### TASK GOAL
Wherever "input" turns up in the entries, copy out the line that holds it.

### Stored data
PR #455, opened 2026-07-06
fix(input): stop Wolf virtual controllers leaking into the host desktop

### LINKED ISSUE #451: DualSense input leaks into host

JBailes:
## Problem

### SOLUTION TO THE PROBLEM
fix(input): stop Wolf virtual controllers leaking into the host desktop
### LINKED ISSUE #451: DualSense input leaks into host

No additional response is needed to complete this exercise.